The road was always a beautiful treat. Sure enough, growing up in a town with the same repetition of day to day routine, seeing the same places, the same people, the same task, the same errand, the same grueling mornings, the same everything, eventually drains one. When traveling amongst new plains not my own, I find it incredible with every twist and turn. The desert, with all of it's shades of browns and reds, forever made me feel alien. Martian, really, for this was plain that we were not used too. The palette of the colors of the sand and the wind eventually changed shades to that of-of the rolling hills in California. Dust and desert rock gave way to the rolling expanses of hills and miniature mountains in the southern California sun. All the windows in the car were open as we continued making our way across the landscapes of America, with the music of the wind-guiding our sails.
 
It was a quick drive, as we made our way to Venice Beach. A home for heads, we anticipated some head’s to be down on the shore before the show began in a few days. Grabbing ourselves a slice of cheap pizza from a grease ship, we stirred and spun our way through the people. The homeless rubbed shoulders with the rich, the hippie with the lawmakers and businessmen, and the tourists with the locals. It was a hodgepodge of the smells of patchouli, marijuana, and sweat. Felt like I was on the lot already. We headed our way to a little corner on the beach and met up with our friends from the road, Matt, and Yim. They had picked up two new souls, going by the names of Scott and Chyna. We moseyed around for a bit longer that day. We took pictures with a manatee near the shore, introducing ourselves through the music and the ones that had brought us all together that day.
 
The sun hid behind the smog all day, casting upon the landscape a rainbow of greys. We decided to part ways eventually and headed up to my cousin’s spot further down south in Laguna Niguel. The hubbub of the city was left in the behind, as we found ourselves in beautiful neighborhoods dominated by villas, golf courses, and irrigation channels.
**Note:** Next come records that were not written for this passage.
PR #1502, opened 2026-07-01
Update minimum CI versions to 6.4

jakepetroules:
...and to Xcode 26.4 (Swift 6.3) on macOS. This drops support for Swift 6.2 on Apple platforms, and for 6.3 elsewhere.


jakepetroules:
@swift-ci test

Package.swift
```diff
@@ -1,4 +1,4 @@
-// swift-tools-version:6.0
```
owenv, line 1: I think it's too early to bump this, some dependents still have an earlier tools version

jakepetroules: Packages with older tools versions can depend on packages with newer ones. The only thing that matters is the Swift version doing the build -- what's the oldest version in use that you're aware of?

jakepetroules: Actually, sourcekit-lsp has 6.3 on main, so I think we're good?

owenv: SwiftPM has some CI running 6.2

jakepetroules: OK, updated to 6.2

owenv (approved):

jakepetroules:
@swift-ci test

PR #1504, opened 2026-07-02
Introduce a new linux-musl platform and avoid linking relocatable objects when we target it

### LINKED ISSUE #10237: Swift Build 6.4: duplicate libc++abi symbols when statically linking two C++ targets
A package that links two vendored copies of BoringSSL (one from swift-nio-ssl, one from swift-crypto) fails to statically link on Swift 6.4 with duplicate C++ symbol errors. The same package links fine when using the legacy build system (`--build-system native`), which points at the new Swift Build system that became the default in 6.4. The bug is not specific to swift-crypto or swift-nio-ssl.

### The error

When statically linking, `ld.lld` reports duplicate symbols coming from both BoringSSL objects:

```
ld.lld: error: duplicate symbol: std::set_new_handler(void (*)())
>>>            CNIOBoringSSL.o:(std::set_new_handler(void (*)()))
>>>            CCryptoBoringSSL.o:(.text._ZSt15set_new_handlerPFvvE+0x0)
```

There are several such symbols (`set_terminate`, `__cxa_terminate_handler`, `__cxa_demangle`, `std::terminate()`, and more). These are C++ runtime symbols that end up in both objects. They are not BoringSSL's own API, which is correctly namespaced (`CNIOBoringSSL_*` vs `CCryptoBoringSSL_*`) and does not collide.

The default build system emits these symbols with external linkage into each object, so the two objects collide at link time. The legacy build system links the same objects without the collision.

### How to reproduce

A minimal package with the two dependencies is enough (reproduced with swift-nio-ssl 2.37.1 and swift-crypto 4.5.0):

```swift
// swift-tools-version:6.0
import PackageDescription
let package = Package(
    name: "DupSymRepro",
    dependencies: [
        .package(url: "https://github.com/apple/swift-nio-ssl.git", from: "2.37.1"),
        .package(url: "https://github.com/apple/swift-crypto.git", from: "4.5.0"),
    ],
    targets: [.executableTarget(name: "DupSymRepro", dependencies: [
        .product(name: "NIOSSL", package: "swift-nio-ssl"),
        .product(name: "Crypto", package: "swift-crypto"),
    ])]
)
```

```swift
// Sources/DupSymRepro/main.swift
import NIOSSL
import Crypto
_ = TLSConfiguration.makeClientConfiguration()
_ = SHA256.hash(data: Array("hello".utf8))
```

Build statically with the static Linux SDK:

```bash
# Fails on Swift 6.4 (default build system)
swift build --swift-sdk <arch>-swift-linux-musl

# Succeeds on Swift 6.4
swift build --swift-sdk <arch>-swift-linux-musl --build-system native
```

### Results

| Toolchain | Build system | Outcome |
|---|---|---|
| 6.4 | default (Swift Build) | Fails with the duplicate symbol errors above |
| 6.4 | `--build-system native` | Succeeds (valid static binary) |
| 6.3.2 | default | Succeeds |

Swift 6.3.2 succeeds by default because the legacy build system is still the default there.

### Workaround

Build with `--build-system native`.

### Environment

Reproduced in `swiftlang/swift:nightly-6.4.x-jammy` targeting `aarch64-swift-linux-musl`. The same failure shows up on `x86_64` in CI, and on a macOS host cross-compiling to linux-musl. It first surfaced in CI for [awslabs/swift-aws-lambda-runtime#567](https://github.com/awslabs/swift-aws-lambda-runtime/pull/567).

owenv:
Resolves https://github.com/swiftlang/swift-package-manager/issues/10237

Use a distinct platform for targeting linux-musl triples, whose spec domain inherits from the existing linux platform. This allows us to override some of the product types, and should also make it easier to model linux -> linux cross compilation in some edge cases.

In the immediate term, this change is motivated by the fact that the linux-musl triple unconditionally configures clang to include -lc++abi on link lines, which is incompatible with linking relocatable objects. Instead, we build object libraries for SwiftPM targets like we're already doing on a few other platforms.

Targeting this to main for now, and I'll cherrypick to 6.4 later unless we come up with a better approach

### DIFF
--- a/Sources/SWBGenericUnixPlatform/Plugin.swift
+++ b/Sources/SWBGenericUnixPlatform/Plugin.swift
@@ -89,6 +89,7 @@ struct GenericUnixPlatformSpecsExtension: SpecificationsExtension {
     func specificationDomains() -> [String: [String]] {
         [
             "linux": ["generic-unix"],
+            "staticlinux": ["linux"],
             "freebsd": ["generic-unix"],
             "openbsd": ["generic-unix"],
         ]
@@ -97,7 +98,7 @@ struct GenericUnixPlatformSpecsExtension: SpecificationsExtension {
 
 struct GenericUnixPlatformInfoExtension: PlatformInfoExtension {
     func additionalPlatforms(context: any PlatformInfoExtensionAdditionalPlatformsContext) throws -> [(path: Path, data: [String: PropertyListItem])] {
-        return try OperatingSystem.createFallbackSystemToolchains.compactMap { operatingSystem in
+        var platforms: [(path: Path, data: [String: PropertyListItem])] = try OperatingSystem.createFallbackSystemToolchains.compactMap { operatingSystem in
             // Only create platforms if the host OS allows a fallback toolchain, or we're cross compiling.
             guard operatingSystem.createFallbackSystemToolchain || operatingSystem != context.hostOperatingSystem else {
                 return nil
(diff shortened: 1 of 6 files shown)


owenv:
@swift-ci test

jakepetroules:
Thoughts on "staticlinux" as the platform name instead?

> this change is motivated by the fact that the linux-musl triple unconditionally configures clang to include -lc++abi on link lines, which is incompatible with linking relocatable objects

This is more related to the staticness than the Musl-ness. In theory the Static Linux SDK could change to a different libc implementation in the future, like uClibc.

jakepetroules:
Also this would technically be the first platform with a "-" in the name and I'm slightly worried about edge cases in parsing :)

owenv:
@jakepetroules renamed it to `staticlinux`

owenv:
@swift-ci test

jakepetroules (approved):

owenv:
@swift-ci test

PR #1505, opened 2026-07-02
Drop x86_64 from simulator builds at deployment targets 27+

cyndyishida:
Mirrors the existing macOS x86_64 clamp for the iOS, tvOS, watchOS, and visionOS simulators. Adds a test covering the clamped behavior.

resolves: rdar://179972645

assisted by Claude Opus 4.8


owenv (approved):
LGTM but there may be further test failures that need to be fixed

cyndyishida:
@swift-ci please test

cyndyishida:
> LGTM but there may be further test failures that need to be fixed

👍 My hope is that https://github.com/swiftlang/swift-build/pull/1497 covered them

PR #1508, opened 2026-07-04
Add build service API for querying CAS size

owenv:
Add API for returning information about a compiler CAS instance given a set of config options. For the time being, it only returns the size in bytes. This will be adopted by SwiftPM in https://github.com/swiftlang/swift-package-manager/pull/10246.


owenv:
@swift-ci test

jakepetroules (approved):

PR #1510, opened 2026-07-05
Restrict fine grained compilation caching to supported object file formats

owenv:
Otherwise it gets enabled by default and the compiler errors out when passed a non-MachO triple


owenv:
@swift-ci test

rjmansfield (approved):

cachemeifyoucan (approved):

omochi:
@owenv @rconnell9 

Would it be possible to backport this fix to `release/6.4.x`?

Swift 6.4 development snapshots expose SwiftPM compilation caching, but
enabling Clang compilation caching on Linux currently causes swift-build
to pass the Mach-O-only `-fcas-backend` option.

I confirmed that the fix from this PR is present on `main`, but is not
present in `release/6.4.x` or
`swift-6.4.x-DEVELOPMENT-SNAPSHOT-2026-09-01-a`.

This currently prevents us from evaluating SwiftPM compilation caching
on Linux CI using the Swift 6.4 snapshots.

PR #1513, opened 2026-07-06
[6.4.x] Introduce a new linux-musl platform and avoid linking relocatable objects when we target it

owenv:
6.4.x. cherrypick of https://github.com/swiftlang/swift-build/pull/1504

Original description:

Resolves https://github.com/swiftlang/swift-package-manager/issues/10237

Use a distinct platform for targeting linux-musl triples, whose spec domain inherits from the existing linux platform. This allows us to override some of the product types, and should also make it easier to model linux -> linux cross compilation in some edge cases.

In the immediate term, this change is motivated by the fact that the linux-musl triple unconditionally configures clang to include -lc++abi on link lines, which is incompatible with linking relocatable objects. Instead, we build object libraries for SwiftPM targets like we're already doing on a few other platforms.

Targeting this to main for now, and I'll cherrypick to 6.4 later unless we come up with a better approach

Cherrypick this to the release branch now that a main-branch toolchain has been produced and I've verified it resolves the linking issues (including those seen in this repo's own CI jobs)

### DIFF
--- a/Sources/SWBGenericUnixPlatform/Plugin.swift
+++ b/Sources/SWBGenericUnixPlatform/Plugin.swift
@@ -89,6 +89,7 @@ struct GenericUnixPlatformSpecsExtension: SpecificationsExtension {
     func specificationDomains() -> [String: [String]] {
         [
             "linux": ["generic-unix"],
+            "staticlinux": ["linux"],
             "freebsd": ["generic-unix"],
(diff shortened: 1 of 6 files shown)


owenv:
@swift-ci test

rjmansfield (approved):

PR #1515, opened 2026-07-06
[6.4.x] Fix product type checks in package diamond resolution

owenv:
SwiftPM PIF generation now uses a product type which inherits from "com.apple.product-type.objfile" instead, but diamond resolution was checking for an exact match. Instead, this needs to be a conforms-to check to ensure we correctly use dynamic variant when needed. 

This was found during code review in https://github.com/swiftlang/swift-build/pull/1424. This backports a minimal version of the change to 6.4


daveinglis (approved):

owenv:
@swift-ci test

jakepetroules (approved):

owenv:
@swift-ci test windows

PR #1519, opened 2026-07-07
Iterate ARCHS_BASE for clang DocC symbol extraction

rjmansfield:
Cohort member archs build as a variant slice of their base arch's compile rather than as a separate task, so the clang symbol extractor and its DocC consumer should use ARCHS_BASE instead of ARCHS.

rdar://168173468


mhrawdon (approved):

rjmansfield:
@swift-ci test

PR #1520, opened 2026-07-08
pipe2/dup3 O_CLOEXEC

jakepetroules:
Add `safeOpen` / `safePipe` / `safeDuplicate` helpers on `FileDescriptor` that always request close-on-exec, so descriptors created by the build system are not leaked into the child processes it spawns. They route through the swift-system pipe2/dup3 wrappers where those are available:

- `safePipe` uses `FileDescriptor.pipe(options: .closeOnExec)` on non-Apple platforms (including Windows), and on Apple platforms running OS 27 or later via the SDK's `System` framework; older Apple OSes fall back to a plain `pipe()`.
- `safeDuplicate(as:)` uses `FileDescriptor.duplicate(as:options:)` on non-Apple platforms (dup3 is unavailable on Windows) and on Apple OS 27 or later; elsewhere it falls back to a plain `dup2()`.
- `safeDuplicate()` (no target) uses `fcntl(F_DUPFD_CLOEXEC)` to atomically obtain the lowest-numbered unused descriptor with close-on-exec set; on Windows, which has no `F_DUPFD_CLOEXEC`, it falls back to a plain `dup()`.
- `safeOpen` forces `OpenOptions.closeOnExec`.

Adopt these wrappers in `FSProxy`, `PbxCp`, `XCBuildDataArchive`, `LineReader`, and the build service entry point, and require swift-system 1.7.3 (which exposes `OpenOptions.closeOnExec` on Windows).

### DIFF
--- a/Package.swift
+++ b/Package.swift
@@ -502,7 +502,7 @@ if useLocalDependencies {
 
     package.dependencies += [
         .package(url: "https://github.com/swiftlang/swift-driver.git", branch: relatedDependenciesBranch),
-        .package(url: "https://github.com/apple/swift-system.git", .upToNextMajor(from: "1.5.0")),
+        .package(url: "https://github.com/apple/swift-system.git", .upToNextMajor(from: "1.7.3")),
         .package(url: "https://github.com/apple/swift-argument-parser.git", from: "1.0.3"),
         .package(url: "https://github.com/swiftlang/swift-tools-protocols.git", branch: relatedDependenciesBranch),
     ]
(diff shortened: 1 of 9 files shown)


Package.swift
```diff
@@ -502,7 +502,7 @@ if useLocalDependencies {
 
     package.dependencies += [
         .package(url: "https://github.com/swiftlang/swift-driver.git", branch: relatedDependenciesBranch),
-        .package(url: "https://github.com/apple/swift-system.git", .upToNextMajor(from: "1.5.0")),
+        .package(url: "https://github.com/apple/swift-system.git", .upToNextMajor(from: "1.7.3")),
```
owenv, line 505: The toolchain is still pinned to 1.5.0: https://github.com/swiftlang/swift/blob/a1d0266274502f1c1fadd1ee5652088795be0d96/utils/update_checkout/update-checkout-config.json#L168-L169

PR #1523, opened 2026-07-08
Macro-expand product reference names in target and linkage dependency resolvers

daveinglis:


daveinglis:
@swift-ci test

Sources/SWBCore/DependencyResolution.swift
```diff
@@ -14,6 +14,21 @@ public import SWBUtil
 import struct SWBProtocol.RunDestinationInfo
 import SWBMacro
 
+extension ProductReference {
+    /// The product reference's name, evaluated as a build setting expression only when it contains a
```
owenv: I'd maybe drop the duplicated comment here

Sources/SWBCore/DependencyResolution.swift
```diff
@@ -14,6 +14,21 @@ public import SWBUtil
...
+    /// macro reference. Most product references are constant basenames (e.g. `Foo.framework`), so
+    /// `settings` is computed lazily to avoid constructing settings in the common case.
+    ///
+    /// - Note: `settings` is an `@autoclosure`; the settings are only constructed when the name actually
+    ///   contains a macro reference. Do not "simplify" the call sites to pass an eagerly-computed value.
+    ///
+    /// See <rdar://problem/29410050>.
+    func evaluatedName(settings: @autoclosure () -> Settings) -> String {
```
owenv: I worry that using an autoclosure here t skip evaluating settings if they're not needed is a little too fragile. Could we just make this a regular computeSettings closure and make callers add the braces?

daveinglis: done

Sources/SWBCore/DependencyResolution.swift
daveinglis: updated

daveinglis:
@swift-ci test

Sources/SWBCore/DependencyResolution.swift
```diff
@@ -14,6 +14,16 @@ public import SWBUtil
 import struct SWBProtocol.RunDestinationInfo
 import SWBMacro
 
+extension ProductReference {
+    /// Like `evaluatedName(scope:)`, but only invokes `computeSettings` when the product reference name
+    /// actually contains a macro reference, so callers can pass a potentially expensive settings
+    /// computation without paying for it in the common constant-basename case. See <rdar://problem/29410050>.
+    func evaluatedName(computeSettings: () -> Settings) -> String {
+        guard name.contains("$") else { return name }
```
owenv, line 22: The call below also has the $ check so I think this one is redundant

owenv (approved):

Sources/SWBCore/DependencyResolution.swift
daveinglis: this is the early out before calling to expensive `computeSettings` closure

owenv: ah, right. This looks fine

PR #1526, opened 2026-07-09
Update build server logging to align with builtin SourceKitLSP implementation

owenv:
This structures the logging so it more closely matches the old implementation, which makes it a bit easier to test their behavior against each other.


owenv:
@swift-ci test

rjmansfield (approved):

PR #1527, opened 2026-07-09
Fix race between BSP initialization and build description generation

### LINKED ISSUE #1509: `SWBBuildServer` returns `-32001 "No build description"` for requests in the post-handshake window before async build description generation completes
### Description

`SWBBuildServer.initialize()` kicks off build description generation as fire-and-forget work, then immediately returns the `InitializeBuildResponse`. Any BSP request that requires `buildDescriptionID` and arrives *after* the handshake completes but *before* generation finishes fails with `ResponseError(-32001, "No build description")` instead of being queued or awaited.

### Steps to reproduce

We hit this with [`sourcekit-xcode-bsp`](https://github.com/tideline-studio/sourcekit-xcode-bsp) without pre-warminng the build description. The current workaround requests a build description before starting the actual build server.

1. Bring up the bridge so sourcekit-lsp completes the BSP handshake with `SWBBuildServer` (`build/initialize` -> `build/initialized`).
2. As soon as the handshake completes, sourcekit-lsp issues `workspace/buildTargets` (it does not call `workspace/waitForBuildSystemUpdates` first on this path).
3. Because `initialize()` only *scheduled* build description generation and `buildDescriptionID` is still `nil`, the request fails with `ResponseError(-32001, "No build description")`.
4. No recovery was possible after the initial failure

The race is timing-dependent on how long generation takes, so it reproduces more reliably on larger workspaces (longer generation window).

### Expected behavior

A request arriving in the natural post-handshake window should not fail.

### Notes

The generation duration depends on workspace size, which widens the window for larger projects.

somiljain2006:
Fixes #1509

Fix race when handling requests after BSP initialization

- Ensure requests that depend on the build description wait for pending build description generation instead of failing with "No build description".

The roads snaked through the hills, going up here, down there, and left over there. It truly was a difference from the long stretches of asphalt that never changed elevation or direction that we were used to seeing. We arrived, eventually, and parked our car in her little neighborhood. Bringing the little clothes we had, we headed up some stairs, and made it to my cousin’s doorway, stuffed with ferns and plants. We were quickly greeted, and Polish hospitality was such a ludicrous idea after spending countless moons under tents and mini-stove tops. She instantly fired her grill up, throwing down steaks, potatoes, and making a salad. Vodka was given to us not even a few steps within. We ate like absolute gluttons, being the first true home-cooked meal we had in nearly two weeks. The rest of the night was spent conversing about our travels and our ways and means across the states to my cousin, who thought it so foreign that we were living out our car for the most part. It was nothing really. What’s a couple of nights lost to restlessness when no schedule exists, if only to make it to the next city for the next show? We explained the culture and the music over more shots before we rolled ourselves another blunt to enjoy in the heat of the California night.
 
Morning came again, crawling it’s way up the box spring and up on t the mattress before another day began. Once reaching me, I woke up, rubbing once more my eyes and taking a shower. We discussed what to do. The show was tomorrow, so we had a full day of just activities of our choosing. Breakfast was made once more over a discussion, with the smell of eggs and bacon permeating our noses. The sizzle, pop, and crack of the bacon; the here, there, everywhere of the places we could go. An endless cycle. Scarfing down the feast we had, while still plunged and backed up from the previous night, we moved once more to our vehicle.
 
Westminster Memorial Park was not that far from us. Really, everything in LA is close to each other, if only the traffic did not dilute time. Pulling into the cemetery, we wove our ways in and around, searching for a particular gravestone. Bradley Nowell had long painted our summers before the Grateful Dead did, with memories harkening back to swimming in parks and the background soundtrack to many smoke sessions in high school. We finally had found it, withdrawn inscriptions and lyrics painting the curbs and trees near his final resting place. We parked the car and made our way forward. Though every gravestone was awash in some kind of white marble, Bradley’s had been in the black. An odd change, we noted, as we proceeded in smoking right by his tombstone. A gardening crew was making its ways around the grounds but paid little attention to us as we sat near his stone and divulged and reminisced about the music and memories we had been blessed with. We left the roach of our blunt right there, next to the cigarette, lighter, and two roach joints already embellishing the stone. We had to make our ways further once more.
 
The next log in the stream was Ron’s house, the kind fellow we had met on a lot. Ron does covers of Dead music on Facebook, and Erich had known him through this endeavor. Upon meeting him at his lovely little abode with his wife and children, we sat and talked for a few hours, while enjoying the fruits of Ron’s labor. He rolled us up some of his own personal head stashes, and we reveled in the fruits and labors of the dead while a chicken dinner was coming down the road. We laughed, talked about future shows, and jammed for a little bit. In few music scenes, do the old and the young come together so effortlessly, but this is the Grateful Dead, where time is timeless, and the music endless. The golden road never ends, and it is joined by the young, the old, and the new. We were incredibly grateful for the dinner and thanked Ron for the food and hospitality.
 
With the night dawning upon us. We had little to do for the rest of the day, so we went back to home base in Laguna. We had plenty of nugs to keep us warm, as well as company. Mama and Charlie had finally arrived and were in great spirits to find a home with four walls, a bed, and no overnight pricing. We asked where they had been, how their travels were, and who they had met. They were on completely different levels of traveling than us, using only their hands and voices to get from place to place, making me feel outdated using a car. Everything they needed was on their backs. They talked of the people they had met, the places they’ve been, and the cool cats that had crossed their paths. Everything and everyone was in lovely spirits as we slowly parted ways to sleep.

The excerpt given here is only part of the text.